Mantle cell lymphoma cell lines differ from primary cells in their sensitivity to ABT-737. (a) Untreated mantle cell lymphoma cells, examined immediately after isolation from patients, were characterized by irregular nuclei containing moderately condensed heterochromatin, which extended, as poorly defined projections, throughout the nucleoplasm. Their mitochondria (inset) were small, with well-developed cristae and occasional matrix granules. (b) Exposure of these cells to ABT-737 (30 nM) for 2 h resulted in marked chromatin condensation against the inner membrane of the nuclear envelope (arrowheads) and segregation of the nucleolus. In the cytoplasm of these cells, mitochondrial matrix swelling and OMM breaks (black arrows) were also readily observed (inset). (c) Z-138 cells, a mantle cell lymphoma line, exhibited much less marginal heterochromatin than primary cells but their mitochondria (inset) were similar. (d) Exposure of Z-138 cells for 4 h to ABT-737 (1 μM) induced chromatin condensation against the inner membrane of the nuclear envelope (arrowheads) together with nucleolar disintegration, ultrastructural changes associated with apoptosis. Swelling of the mitochondrial matrix was observed in many of these cells (inset), together with the presence of flocculent densities (white arrows) but OMM breaks were rare. Lysed cells and debris (*) were also common (bars=5 μm)
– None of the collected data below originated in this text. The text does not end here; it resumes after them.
PR #569, opened 2024-07-16
BEAC-167: Create a crate that instantiates an object store based on URL, settings and environment variables

lizardoluis:
This PR breaks the object store creation logic into a separate crate `object_store_factory`. 

The crate allows building object stores from various configurations and URLs. The key updates include:

- `build_object_store_from_config` function:

  - **Purpose**: Constructs an object store based on a given scheme (Memory, Local, AmazonS3, GoogleCloudStorage) and configuration settings.
  - **Details:** Uses specific modules (memory, local, aws, google) to build the appropriate object store. 

- `build_object_store_from_opts` function:

  - **Purpose:** Constructs an object store based on a URL and associated configuration options.
  - **Details:** Parses the URL to determine the scheme and adjusts options accordingly. Supports Amazon S3 and Google Cloud Storage schemes with specific option modifications.

### DIFF
--- a/object_store_factory/src/aws.rs
+++ b/object_store_factory/src/aws.rs
@@ -100,25 +100,22 @@ pub async fn add_amazon_s3_specific_options(
 pub fn add_amazon_s3_environment_variables(
     options: &mut HashMap<AmazonS3ConfigKey, String>,
 ) {
-    let env_vars = &[
-        ("AWS_ACCESS_KEY_ID", AmazonS3ConfigKey::AccessKeyId),
-        ("AWS_SECRET_ACCESS_KEY", AmazonS3ConfigKey::SecretAccessKey),
-        ("AWS_DEFAULT_REGION", AmazonS3ConfigKey::Region),
-        ("AWS_ENDPOINT", AmazonS3ConfigKey::Endpoint),
-        ("AWS_SESSION_TOKEN", AmazonS3ConfigKey::Token),
-        (
-            "AWS_CONTAINER_CREDENTIALS_RELATIVE_URI",
-            AmazonS3ConfigKey::ContainerCredentialsRelativeUri,
-        ),
-    ];
-
-    for &(env_var_name, config_key) in env_vars.iter() {
-        if let Ok(val) = env::var(env_var_name) {
-            options.insert(config_key, val);
+    for (os_key, os_value) in std::env::vars_os() {
+        if let (Some(key), Some(value)) = (os_key.to_str(), os_value.to_str()) {
+            if key.starts_with("AWS_") {
+                if let Ok(config_key) = key.to_ascii_lowercase().parse() {
+                    options.insert(config_key, value.to_string());
+                }
+            }
         }
     }
 
-    if env::var("AWS_ALLOW_HTTP") == Ok("true".to_string()) {
+    if env::var(
+        AmazonS3ConfigKey::Client(ClientConfigKey::AllowHttp)
+            .as_ref()
+            .to_uppercase(),
+    ) == Ok("true".to_string())
+    {
         options.insert(
             AmazonS3ConfigKey::Client(ClientConfigKey::AllowHttp),
             "true".to_string(),
--- a/object_store_factory/src/aws.rs
+++ b/object_store_factory/src/aws.rs
@@ -1,14 +1,16 @@
+use object_store::ClientConfigKey;
 use object_store::{
     aws::resolve_bucket_region, aws::AmazonS3Builder, aws::AmazonS3ConfigKey,
     ClientOptions, ObjectStore,
 };
 use std::collections::HashMap;
 use std::env;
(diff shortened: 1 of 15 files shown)


object_store_factory/src/lib.rs
```diff
@@ -0,0 +1,101 @@
...
+use object_store::ObjectStore;
+use object_store::ObjectStoreScheme;
+use std::collections::HashMap;
+use tracing::warn;
+use url::Url;
+
+/// Configuration for object storage, holding settings in a key-value format.
+pub struct Config {
+    pub settings: HashMap<String, String>,
+}
```
gruuya, line 16: Looks like this isn't being used anywhere?

On the other hand if it is, you can declare it as a type alias, since it's a simple wrapper
```rust
pub type StorageConfig = HashMap<String, String>;
```

object_store_factory/src/aws.rs
```diff
@@ -0,0 +1,225 @@
...
+pub fn add_amazon_s3_environment_variables(
+    mut options: HashMap<String, String>,
+) -> HashMap<String, String> {
+    let env_vars = &[
+        ("AWS_ACCESS_KEY_ID", "access_key_id"),
+        ("AWS_SECRET_ACCESS_KEY", "secret_access_key"),
+        ("AWS_DEFAULT_REGION", "region"),
+        ("AWS_ENDPOINT", "endpoint"),
+        ("AWS_SESSION_TOKEN", "session_token"),
+        ("AWS_CONTAINER_CREDENTIALS_RELATIVE_URI", "credentials_uri"),
```
gruuya, line 88: You could use `AmazonS3ConfigKey` for these as well (likewise for other stores).

object_store_factory/src/lib.rs
lizardoluis: I declared it as type alias as sugested. This is used at `build_object_store_from_config`.

src/config/schema.rs
```diff
@@ -119,9 +130,24 @@ pub struct Local {
...
 
+impl InMemory {
+    pub fn to_config(&self) -> HashMap<String, String> {
+        // InMemory does not have any specific configurations.
+        HashMap::new()
+    }
+}
+
 #[derive(Deserialize, Debug, PartialEq, Eq, Clone)]
 pub struct S3 {
```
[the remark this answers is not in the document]
lizardoluis: @gruuya This change will be a snow ball as these structs are used in several part of the code. Would be ok to address this change in a separate PR, so that we reduce the complexity of it?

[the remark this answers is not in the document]
gruuya: Yup, sounds good.

object_store_factory/src/aws.rs
```diff
@@ -0,0 +1,322 @@
...
+    let env_vars = &[
+        ("AWS_ACCESS_KEY_ID", AmazonS3ConfigKey::AccessKeyId),
+        ("AWS_SECRET_ACCESS_KEY", AmazonS3ConfigKey::SecretAccessKey),
+        ("AWS_DEFAULT_REGION", AmazonS3ConfigKey::Region),
+        ("AWS_ENDPOINT", AmazonS3ConfigKey::Endpoint),
+        ("AWS_SESSION_TOKEN", AmazonS3ConfigKey::Token),
+        (
+            "AWS_CONTAINER_CREDENTIALS_RELATIVE_URI",
+            AmazonS3ConfigKey::ContainerCredentialsRelativeUri,
+        ),
```
gruuya, line 112: Seems like the first elements are redundant, since you can get them from the second element(s): `config_key.as_ref().to_uppercase()`

object_store_factory/src/lib.rs
```diff
@@ -0,0 +1,105 @@
...
+///
+/// # Returns
+///
+/// Returns a `Result` that, on success, contains a boxed `ObjectStore` trait object. On failure, it returns an `object_store::Error`
+/// indicating what went wrong, such as an unsupported URL scheme.
+///
+/// # Errors
+///
+/// * If the URL scheme is unsupported or there is an error parsing the URL or options, an error is returned.
+pub async fn build_object_store_from_opts(
```
mildbyte, line 75: This should also support building a local FS object store using the `file://` protocol

gruuya: Should be resolve now with 26bb61effb9d8bf70f7a90f4b2f390b45b7547ae.

gruuya (approved):

object_store_factory/src/aws.rs
lizardoluis: I changed it completely to be more robust and accept more variables. I implemented something similar to their `from_env()` algorithm like here https://docs.rs/object_store/latest/src/object_store/aws/builder.rs.html#429-443.

gruuya: Nice!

In another mechanistic study, ABT-737 was used to activate Bax and circumvent the loss of VDAC1.57 Activation of Bax is inhibited in cells lacking VDAC1, although Bak is still activated, but apoptosis could be restored using ABT-737. Thus, a novel pathway was delineated in which VDAC1 acts upstream of Bax but downstream of Bak activation in cisplatin-induced apoptosis. In another recent study, it was discovered that overexpression of Bcl-XL in hippocampal neurons resulted in an increased synapse formation. This was dependent on functional Drp1 expression and reverted by either knockdown of Bcl-XL or addition of ABT-737.58 Taken together, these examples show that ABT-737 is a powerful tool to target Bcl-2 or Bcl-XL and thereby give important insights into the functions of these proteins. This might be especially important in cell types that are difficult to transfect, as use of ABT-737 might complement or even circumvent knockdown experiments. However, unless non-mechanism based toxicities are excluded, mechanistic studies with Bcl-2 antagonists other than ABT-737 should be carefully considered and the interpretation of the data might be based on nonspecific effects rather than a direct interaction with Bcl-2 proteins.

Future Perspective

Previous attempts to target Bcl-2 therapeutically using antisense technology to inhibit protein translation so far have not significantly improved outcomes for cancer patients, although improved oligonucleotide design may enhance efficacy.59 The development of orally bioavailable Bcl-2 inhibitors, such as ABT-263, with the ability to inhibit specifically BH3-Bcl-2 protein–protein interactions at low nanomolar concentrations, potentially marks a significant development in cancer therapy. Phase I studies of ABT-263 are currently ongoing in both lymphoid malignancies and SCLC, both of which have been shown to be sensitive to the compound in vitro, although in the latter case only in cell lines and not in primary material.24, 28

Whether compounds such as ABT-263 find their way into routine clinical use will depend not only on efficacy but also on manageable, acceptable toxicities. Thrombocytopenia, for example, may limit the value of ABT-263 in patients with heavy bone marrow infiltration; the long-term toxicities of profound Bcl-2 suppression remain to be determined. Identification of proteins that mediate resistance to ABT-263 may allow the development of rational combinations. After many years of development, it now seems likely that the rational design of specific compounds that inhibit specific protein–protein interactions may lead to significant therapeutic advances.